Adding to the complication of having to travel for care, signs of cancer sometimes go unnoticed by healthcare workers in smaller facilities.

"The health workers at a pharmacy or a community health clinic [may] not themselves be familiar with all the signs of cancer," Bediako said, "and many countries like Ghana don't have a lot of molecular testing. So even when a woman presents with something that looks like breast cancer, you're still very much dependent on classical histopathology [or] immunohistochemistry. If you're lucky, maybe some imaging, but really the idea of doing a genetic screen or a liquid biopsy just does not exist."

Because of this, Yemaachi and Lucence have incorporated an assessment of healthcare provider knowledge regarding the uses of molecular and genomic testing in the AMBER study. The collaborators plan to use these data to understand what sort of training providers would require if the companies later roll out a test.

A lack of genomic knowledge on the part of practitioners stems in part from longstanding African underrepresentation in genomic studies. One study estimated that slightly under two percent of the human genomes analyzed as of 2019 have been those of African people. This disparity carries health consequences, as genetic variants influence disease occurrence and therapy resistance, among other things.

This issue is not unique to Ghana.

"Few labs in Africa have genomics capabilities, either from an infrastructure or a talent perspective," said Abasi Ene-Obong, founder and CEO of 54gene, a Lagos, Nigeria-based biotechnology firm that also aims to increase the analysis of African genomes.

54gene has launched a project to sequence the genomes of some 100,000 Nigerians. While sequencing is ongoing, the company has already identified many variants whose frequencies differ from those found in European populations.

"Many known pharmacogenomic and disease-associated variants vary in frequency across the different ethnolinguistic groups in our study, which we believe will give insights into the differences in disease prevalence and risk that we see across these groups," Ene-Obong said.

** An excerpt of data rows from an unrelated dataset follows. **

PR #2340, opened 2024-10-29
feat(bloom): aggregate bloom filters

sistemd:
This PR adds code for aggregate bloom filters. It doesn't do anything useful with the code, but under a conditional flag it will compare the results obtained from aggregate bloom filters with results obtained from regular bloom filters to ensure that the implementation is correct.

The bit matrix is implemented manually because somehow it's 10x faster this way than using the `bitvec` crate and also it's extremely simple. I have a hunch that we could get even more improvements if we used `u32` instead of `u8` to back the bit matrix. But this can be done later.

The next PR will implement storing these aggregate filters in the DB, and then the final PR will implement actually using them from the RPC calls (and finally reaping the benefits).

### DIFF
--- a/crates/storage/src/bloom.rs
+++ b/crates/storage/src/bloom.rs
@@ -1,3 +1,65 @@
+//! A Bloom filter is a space-efficient probabilistic data structure that
+//! is used to test whether an element is a member of a set. An empty Bloom
+//! filter is a bit array of m bits, all set to 0. It is equipped with k
+//! different hash functions, which map set elements to one of the m possible
+//! array positions. To check whether an element is in the set, the element is
+//! hashed k times and the bits at the resulting positions are checked. If all k
+//! bits are set to 1, the element is considered to be in the set (false
+//! positives are possible). In our case, each block is a set with its own
+//! [`BloomFilter`] and the elements are block events' keys and contract
+//! addresses.
+//!
+//! When considering scenarios where keys need to be checked for large ranges
+//! of blocks, it can certainly take a long time if [`BloomFilter`]s for each
+//! block are loaded and checked against one by one. A possible optimization is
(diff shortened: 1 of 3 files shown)


CHr15F0x:
> > I have a hunch that we could get even more improvements if we used u32 instead of u8 to back the bit matrix. But this can be done later.
> 
> However, the problem with this is that we still store/load `Vec<u8>` from the DB, and converting that to `Vec<u32>` safely requires copying. So it may actually turn out to be slower.

- If the copying happens only once it shouldn't have any impact.
- You could even try usize to match the word width.

crates/storage/src/bloom.rs
```diff
@@ -13,18 +75,185 @@ use crate::ReorgCounter;
 // filter.
 pub const EVENT_KEY_FILTER_LIMIT: usize = 16;
 
+/// An aggregate of all Bloom filters for a given range of blocks.
+/// Before being added to `AggregateBloom`, each [`BloomFilter`] is
+/// rotated by 90 degrees.
```
CHr15F0x, line 80:
```suggestion
/// rotated by 90 degrees (transposed).
```

CHr15F0x (approved):
LGTM :bow:

I'm curious to see how it boosts some really slow event queries in the rpc :eyes: .

crates/storage/src/bloom.rs
```diff
@@ -121,6 +350,24 @@ impl BloomFilter {
...
+
+        bloom
+            .0
+            .bit_vec()
+            .iter()
+            .enumerate()
+            .filter(|(_, bit)| *bit)
+            .map(|(i, _)| i)
+            .collect()
+    }
```
kkovaacs, line 370: I think we should just re-implement the pieces of the `bloomfilter` crate we need. We only use a small subset of the features and the API that crate exposes is suboptimal for our use-case anyway.

PR #2341, opened 2024-10-29
Added Class.class_hash and Transaction.transaction_hash

### LINKED ISSUE #2335: P2P: add `transaction_hash` and `class_hash` fields
There were two new fields added to the P2P specification that we don't have yet in Pathfinder: https://github.com/starknet-io/starknet-p2p-specs/commit/127f86a0c74299f6aac3cb0b5f13f9220fe54a52

Currently not sending the `transaction_hash` field results in Juno failing right away when receiving the first `Transaction` message.

vbar:
Added Class.class_hash and Transaction.transaction_hash protobuf attributes, plus code to parse them on input & fill them in when constructing the objects. Fixes #2335.


crates/p2p_proto/src/transaction.rs
```diff
@@ -174,6 +174,13 @@ pub enum Transaction {
     L1HandlerV0(L1HandlerV0),
 }
 
+#[derive(Debug, Clone, PartialEq, Eq, ToProtobuf, TryFromProtobuf, Dummy)]
+#[protobuf(name = "crate::proto::transaction::Transaction")]
+pub struct Transaction {
+    pub txn: TransactionEnum,
```
CHr15F0x, line 180:
```suggestion
    pub txn: TransactionVariant,
```
The core type uses the Variant suffix - so maybe let's make it the same?

crates/p2p/src/client/peer_agnostic/fixtures.rs
```diff
@@ -275,10 +283,12 @@ pub fn class_resp(tag: i32) -> ClassesResponse {
             ClassDefinition::Sierra(s) => Class::Cairo1 {
                 class: s.to_dto(),
                 domain: 0,
+                class_hash: Hash(Felt::default()),
```
CHr15F0x, line 286: I guess more randomization is also ok here.

```suggestion
                class_hash: Faker.fake(),
```

CHr15F0x (approved):
Just 2 small nits. I'll also raise an issue about actually using those hashes in sync, ie. we can add an additional check in both cases to bail out early upon class|txn hash computation without proceeding to computing commitments if there's a hash mismatch.

crates/p2p_proto/src/transaction.rs
vbar: well, OK, although as a first time contributor I'd say the various classes are confusing enough even if they don't have the same names... :-)

CHr15F0x (approved):

crates/p2p_proto/src/transaction.rs
CHr15F0x: True, however I think that it's better to have the same/similar naming and use namespacing, so that later on you can follow a particular flow easier. There's a lot of types involved in p2p and imo it's easier to follow if their names are similar on every level. Otherwise we would have to resort to very creative naming and the number of type names would probably explode making navigation more difficult.

Issue #2334, opened 2024-10-23
Proxy node hangs after hash mismatch in client node


CHr15F0x:
Checkpoint sync from forced L1 checkpoint at 100k (sepolia):
1. Client:
- detects hash mismatch at 86310,
- retries several times,
- at some point ping times out followed by "ping protocol negotiation timed out",
- loops in "ping protocol negotiation timed out",
2. Proxy:
- responds in sync handlers with headers down to block 85841, then stops,
- no logs from other p2p-related modules are present, as if p2p has somehow "clogged-up",

Expectation:
- proxy replies forever with the invalid block headers in which there is a hash mismatch,
- no timeouts observed on client side, client retries endlessly.

CHr15F0x:
[logs.tar.gz](https://github.com/user-attachments/files/17498428/logs.tar.gz)

CHr15F0x:
Apart from client retrying and resending a proper request it looks like the previous stream of header responses does not stop (ie. there are more and more header requests after the failure).

CHr15F0x:
`make_stream` seems to be the problem - dropping the stream is just dropping the receiver of the channel and not cancelling the entire future which drives more requests to the proxy.

CHr15F0x:
Failure to yield should terminate the stream, yet it is ignored, which seems to be the root cause of the problem:

```
_ = tx.send(PeerData::new(peer, hdr)).await;
```

CHr15F0x:
On the other hand even if this bug persists in the client, the proxy should not get "clogged up".

CHr15F0x:
https://github.com/eqlabs/pathfinder/pull/2333/commits/72c208ee9bd13a910309543e37ba94afb0e648df solves the issue on client side, however proxy is still vulnerable.

PR #2343, opened 2024-10-29
Rate limit peers, DoS protection: max_concurrent_streams should be 1

CHr15F0x:
This PR introduces 2 changes in pathfinder config:
1. Set the default for `max_concurrent_streams` to 1 (was: 100 :fearful:), which fixes https://github.com/eqlabs/pathfinder/issues/2334 .

2. Allow listening on more than 1 address|port, which allows for easier testing with more than 1 peer without the need to use a bootstrap node.

-----

## Problematic scenario
1. Pathfinder no.1 (Alice) serves as a proxy node.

54gene is currently in the process of setting up sequencing facilities across several regions in Africa, with active projects in three regions across the continent.

"Everything that is being used for precision medicine is based on a skewed data set," Bediako said. "So then maybe mutations that are actionable have just not been discovered, because no one has looked well enough. The penetrance of known mutations may not be the same in our population."

Mutation frequency also appears to differ between populations. A study of circulating tumor DNA in breast cancer patients published earlier this year found that triple negative breast cancers occur more frequently among Ghanaian women than in European populations.

Yemaachi plans to develop a genetic cancer test based on the results of the AMBER study, and to examine ways to increase testing capabilities in Ghana and across Africa. The expansion of local facilities would reduce the costs and longer turnaround times associated with having to send samples abroad for testing.

The company currently has one fully licensed molecular diagnostic lab with NGS capacity and is exploring ways to expand access through partners, both within Ghana and beyond.

"The key thing is building the capacity," Bediako said. "Our model is building that capacity locally. We could then provide the Africa base where we could begin to provide some of these services locally in partnership with a company like Lucence."